The Technology That Made This Possible
To retrieve viable RNA from a 107-year-old lung stored in formalin, the team created a ligation-based extraction protocol that:
- Works without hazardous chemicals like phenol or chloroform.
- Recovers short and highly degraded RNA fragments.
- Retains strand orientation, allowing scientists to distinguish viral replication patterns.
- Minimizes data loss during rRNA depletion.
This protocol outperformed traditional random hexamer-based sequencing methods, especially in ancient or degraded samples, and could now unlock tens of thousands of medical samples stored in pathology museums around the world.
Could Other Pandemics Be Hiding in Formalin Jars?
The study opens the door for wider use of historical tissue archives to study other pathogens. The researchers emphasize that formalin-fixed medical collections—long thought to be scientifically unusable—might now offer genomic insights into diseases like tuberculosis, HIV, or even pre-antibiotic bacterial infections.
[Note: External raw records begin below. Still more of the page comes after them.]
PR #2406, opened 2020-12-11
Update HolidayExtractor.json

XiaoxiaoMa0815:


Specs/DateTime/French/HolidayExtractor.json
```diff
@@ -141,5 +141,15 @@
...
+      "Input": "J'y retournerai à Noël",
+      "Results": [
+        {
+          "Text": "Noël",
+          "Type": "date",
+          "Start": 16,
+          "Length": 9
+       }
+     ]
+   },
```
tellarin, line 155: There should be no "," here and the next line needs to finish the spec with ]. Like in the lines in red above.
Other than this, it seems you got the process.

tellarin: The build log shows where the error is:
WARNING: Invalid array passed in, extra trailing ','. (2906): [

tellarin:
@XiaoxiaoMa0815, when creating the real PR, please provide a description in the field above, ok?
Thanks.

Specs/DateTime/French/HolidayExtractor.json
```diff
@@ -141,5 +141,15 @@
         "Length": 14
       }
     ]
-  }
-]
\ No newline at end of file
+  },
+  {
+      "Input": "J'y retournerai à Noël",
+      "Results": [
```
tellarin, line 147: For all new cases, don't forget to add a new line 
"NotSupported": "dotnet, javascript, python, java",
This line should be below each new Input line.

PR #2407, opened 2020-12-11
[FR Percent] Create specs for PercentModelPercentMode

XiaoxiaoMa0815:


Specs/Number/French/PercentModelPercentMode
```diff
@@ -0,0 +1,157 @@
+[
+  {
+    "Input": "100%",
+    "NotSupported": "javascript, python",
```
tellarin, line 4: Please mark all new specs as
    "NotSupported": "dotnet, javascript, python, java",
 
Each spec case should have an annotation like this. This is to avoid breaking the build with new cases that are not yet supported.

tellarin (changes requested):

tellarin:
@XiaoxiaoMa0815, please name the PR titles following the template for this one that I have edited, ok?
Also, please add to the PR description the number of new (or edited/fixed) French cases in each PR.

Specs/Number/French/PercentModelPercentMode
tellarin: If this build doesn't fail, you can skip adding in this one. But please add them in all future PRs.

tellarin (approved):
Approving as-is as PR build has passed.

PR #56, opened 2021-07-21
typo fix

maelle:


maelle:
oops, that typo is also in #55 :-)

PR #60, opened 2021-08-31
Add missing quotes; use moar glue()

jennybc:
I am still under the influence of my recent message-overhauling activities.

### DIFF
--- a/R/resp-body.R
+++ b/R/resp-body.R
@@ -116,7 +116,7 @@ check_content_type <- function(
 
   abort(c(
     glue("Unexpected content type '{content_type}'"),
-    glue("Expecting '{type}'"),
+    glue("Expecting {type}"),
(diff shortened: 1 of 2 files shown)


R/resp-body.R
```diff
@@ -115,9 +115,9 @@ check_content_type <- function(
   }
 
   abort(c(
-    glue("Unexpected content type '{content_type}"),
-    glue("Expecting {type}"),
-    if (!is.null(suffix)) paste0("Or suffix '", suffix, "'"),
+    glue("Unexpected content type '{content_type}'"),
+    glue("Expecting '{type}'"),
```
hadley, line 119: The quotes are added above

jennybc: Yeah, I see that now that I ran / updated the snapshot tests.

hadley:
Thanks!

PR #76, opened 2021-09-23
app -> package

maelle:
Another remark: Why not mention positive aspects of including an user agent, e.g. the API maintainers could value your feedback more if they see your wrapper is used a lot?


hadley:
Thanks! 

And because I don't think there's much evidence that this ever actually happens in practice.

PR #102, opened 2022-01-17
Explain device code behavior

m-mohr:
When using the device code flow I was a bit confused as it simply said "use code ...". Would you mind a description that is a bit longer?


m-mohr:
Uhm, why has this been closed?

hadley:
No idea. I didn't close it 😱

PR #103, opened 2022-01-17
Remove ambiguous interactive check

m-mohr:
Enables using device code in Jupyter environments (through IRKernel).


m-mohr:
image

The `is_interactive()` in the if is always true and not required if `interactive = TRUE` is present in the `oauth_flow_check`. Unfortunately, `IRKernel` for Jupyter is declared as non-interactive and as such the device code can't be used there. Would be nice if we could enable it for Jupyter envs, too.

m-mohr:
Workaround for us is now: `rlang::with_interactive(oauth_flow_device(...))`

Issue #92, opened 2021-10-07
Device Code Grant with PKCE


m-mohr:
Some providers (e.g. EGI check-in) support Device Code with PKCE (as in Auth Code with PKCE). This is useful in some circumstances and we'd like to use it instead of AuthCode with PKCE to avoid (1) spinning up a server in the background and (2) providing a client secret. Are there any plans to implement Device Code with PKCE? If not, would you be open to a PR?

flahn:
Please have a look at the PR  #109. I have implemented and tested the device code flow + PKCE against the [EGI service](https://www.egi.eu/services/check-in/) which we use in the [openEO projects](https://openeo.cloud/).

PR #109, opened 2022-02-25
Device Code + PKCE implementation

flahn:
A follow-up implementation for r-lib/httr2#92 which adds the option to use PKCE during the device code flow authentication. The implementation follows the existing one for the authentication code flow.

### DIFF
--- a/R/oauth-flow-device.R
+++ b/R/oauth-flow-device.R
@@ -75,14 +75,12 @@ oauth_flow_device <- function(client,
   # Google uses verification_url instead of verification_uri
   # verification_uri_complete is optional, it would ship the user
   # code in the uri https://datatracker.ietf.org/doc/html/rfc8628#section-3.2
-  if (is_interactive() && has_name(request, "verification_uri_complete")) {
+  url <- request$verification_uri_complete %||% request$verification_uri %||% request$verification_url
+
+  if (is_interactive()) {
     inform(glue("Use code {request$user_code}"))
     utils::browseURL(request$verification_uri_complete)
-  } else if (is_interactive() && has_name(request, "verification_uri")) {
-    inform(glue("Use code {request$user_code}"))
-    utils::browseURL(request$verification_uri)
   } else {
-    url <- request$verification_uri %||% request$verification_url
     inform(glue("Visit <{url}> and enter code {request$user_code}"))
   }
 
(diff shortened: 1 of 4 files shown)


R/oauth-flow-device.R
```diff
@@ -49,20 +54,33 @@ req_oauth_device <- function(req, client,
...
   # User interaction
   # https://datatracker.ietf.org/doc/html/rfc8628#section-3.3
   # Azure provides a message that we might want to print?
   # Google uses verification_url instead of verification_uri
+  # verification_uri_complete is optional, it would ship the user
+  # code in the uri https://datatracker.ietf.org/doc/html/rfc8628#section-3.2
   if (is_interactive() && has_name(request, "verification_uri_complete")) {
     inform(glue("Use code {request$user_code}"))
     utils::browseURL(request$verification_uri_complete)
+  } else if (is_interactive() && has_name(request, "verification_uri")) {
```
hadley, line 81: The problem with informing the user about the code and then immediately calling `browseURL` is that focus will switch to the browser before they have a chance to see the code in RStudio.

flahn: Yes, this is not ideal, indeed. However this was also the prior workflow. From a user perspective I find it easier to switch back from the browser to RStudio, where I know that I had made the call, rather than to look for the browser and potentially the tab, where I have to paste the device code into. This gets even more difficult if you have to C&P the URL also and the device code. I mean usually you will be asked in the device code flow to type in the device code. Then you start looking where to find the code and that would be where you had made the call.

Potential solutions to this:
* delaying the `browseURL` call with a timeout
* adding more informative text, how the user shall use the device in either the Rd file or directly printed to console

But this gets off-topic a bit. I mean, the intention of this PR is the enablement of PKCE in the device code flow and not so much the Human-Computer Interaction optimizations.

hadley: Oh I see what you mean. I think the construction of the `if` statement is throwing me off. Maybe it should be more like:

```R
url <- request$verification_uri_complete %||% request$verification_uri %||% request$verification_url

if (is_interactive()) {
  inform(glue("Use code {request$user_code}"))
  utils::browseURL(request$verification_uri_complete)
} else { 
  inform(glue("Visit <{url}> and enter code {request$user_code}"))
}
```

PR #121, opened 2022-04-01
Ensure expires_in is numeric

### LINKED ISSUE #118: Object type error
I'm trying the `req_oauth_password` flow (sorry no reprex) and I'm getting an error in `as.numeric(.date) + expires_in` within the `oauth_token()` function. I've debugged it and it seems like the `expires_in` variable is a string and also needs to be converted to a numeric.

jl5000:
Fix #118

### DIFF
--- a/R/oauth-token.R
+++ b/R/oauth-token.R
@@ -32,7 +32,7 @@ oauth_token <- function(
 
   if (!is.null(expires_in)) {
     # Store as unix time to avoid worrying about type coercions in cache
-    expires_at <- as.numeric(.date) + expires_in
+    expires_at <- as.numeric(.date) + as.numeric(expires_in)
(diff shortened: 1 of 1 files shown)


R/oauth-token.R
```diff
@@ -32,7 +32,7 @@ oauth_token <- function(
 
   if (!is.null(expires_in)) {
     # Store as unix time to avoid worrying about type coercions in cache
-    expires_at <- as.numeric(.date) + expires_in
+    expires_at <- as.numeric(.date) + as.numeric(expires_in)
```
hadley, line 35: Hmmm, I think the fix should probably be further upstream. And maybe `oauth_token()` should assert that `expires_in` is numeric?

Larger collections such as Vienna’s Narrenturm (with over 35,000 wet specimens) or pathology institutes in Paris, London, and Berlin could hold forgotten viral genomes that help scientists trace how pathogens jumped species, evolved, or gained resistance to treatments.
This research also shows that cross-disciplinary work—combining medical history, molecular biology, and advanced sequencing—is essential to piece together the early steps of pandemics.